Testing for COVID-19 reverses the usual norms for seeking medical treatment. People who are experiencing a fever, cough and difficulty breathing should not go to a clinic or emergency room, as would be the normal practice. Instead, they should first contact their primary care provider or clinic for instructions on how they can be evaluated.

“Simply appearing in the Emergency Department or reception area of a hospital or clinic may expose others. If you call first, we have time to prepare for your visit,” said Dr. Eric Gomez, infectious disease specialist for Mayo Clinic Health System.

In an added step to protect health care workers and other patients from exposure to COVID-19, Mayo Clinic is setting up drive-thru clinics in Fairmont, New Prague and Mankato, but Gomez cautioned that people who do not have testing ordered by their physician will not be seen at these drive-thru clinics.

The Fairmont testing site is at an off-campus location, and patients will be directed there when a test is ordered by a provider.

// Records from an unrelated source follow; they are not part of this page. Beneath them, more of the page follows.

PR #618, opened 2018-12-06
Inherit the symbol uses of included files

trixirt:
See the posted test.
iwyu fails to include another includes dependencies.

There are two problems.
1. uses are ignored if they don't happen in the main files.
2. adding an include to the main file does not also add the include files dependencies.

This change fixes these problem but break many of the regression tests.
Which isn't surprising because removing includes has become more restrictive.

I believe this would be solved in a cleaner fashion if iwyu did multiple runs overs the source and modified source until a stable, compilable version was heuristically settled on.   This is a big job so it was not what i used.  If there is an interest, i'll give a try.

### DIFF
--- a/iwyu_output.cc
+++ b/iwyu_output.cc
@@ -2033,15 +2033,71 @@ size_t IwyuFileInfo::CalculateAndReportIwyuViolations() {
   // On the other hand, if foo.h used to have it but is removing it,
   // we *do* need to add it.
   set<string> associated_desired_includes = AssociatedDesiredIncludes();
-
-  CalculateIwyuViolations(&symbol_uses_);
-  EmitWarningMessages(symbol_uses_);
+  auto SU = symbol_uses_;
+  CalculateIwyuViolations(&SU);
   internal::CalculateDesiredIncludesAndForwardDeclares(
-      symbol_uses_, associated_desired_includes, kept_includes_,  &lines_);
+      SU, associated_desired_includes, kept_includes_, &lines_);
+
+  //
+  // If a #include file is kept, then all of it's symbol uses are kept.
+  // All of the included file symbols may not be in the current file.
+  // So for each desired include file add it's symbols to the
+  // current file's and recalculate the needed includes.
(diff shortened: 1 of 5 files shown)


kimgr:
This is exactly the kind of implicit dependency iwyu tries to kill off. I wonder if iwyu would already do what you want if you `--check_also=symbol_uses_a.h`

kimgr:
At my previous employer, somebody built a nice IWYU toolchain that ran IWYU on every header file and .cpp file in the code base, and produced a web report for inspection/statistics.

We settled on a process where we would fix free-standing headers first (there's more bang for the buck here, as they're usually used by many .cpp files and their associated headers), and then move on to each component (.cpp/.h pair), fix the header first and then the .cpp file.

This was a nice systematic process that we could run over a number of months to slowly remove incidental coupling and excess includes without too many surprises.

I think it would be nice if the IWYU tool ecosystem supported that process (e.g. by making it easier to derive compile commands for individual headers).

I'm not so sure, on the other hand, that trying to convince IWYU to do this automatically is feasible -- one header through the lens of one compilation unit can be entirely different when analyzed as part of another compilation unit.

So with that preconception (and I could be wrong!), I'm having a hard time getting my head around the soundness of this change. I suspect it adds complexity that will ultimately generate more complexity.

trixirt:
My assumption is that the includes will not change.
For my usecase, the ultimate users of iwyu will be external developers.
They will have there code base and several sdk's.
Whereas they could change their own includes, they would not be able change the sdk's.

This change allows iwyu to fail less often for some non ideal includes.  
The no reorder change is similar in that it handles non ideal includes.

Some wags at effectiveness.
+50% success using no reorder change
+10% success using inherit includes change.

Is there some generalizing infra I could add to help?
Maybe something like a general compiler pass and these could be passes ?

kimgr:
I don't think this is something we should pursue, it seems to go directly against IWYU's philosophy.

kimgr:
Closing.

While the majority of patients will be able to cope with COVID-19, symptoms can be severe for those over the age of 60 and people with underlying health issues such as diabetes, heart disease and lung problems.

Gomez encouraged everyday health habits: Wash your hands. Cover your mouth if you cough or sneeze. Avoid touching your eyes, nose and mouth. Stay home from work, church and school if you are sick.

While elementary and high schools have ceased athletic and academic competitions and other large group events, the 37 colleges in the Minnesota State system have extended their spring breaks for one week to allow time to explore “alternate academic delivery methods” to the normal classroom instruction.

Minnesota State University-Mankato has suspended classes for the rest of the semester although the campus and residence halls remain open. The school has 14,000 students from all 50 states and 90 countries and offers more than 3,300 different classes this semester.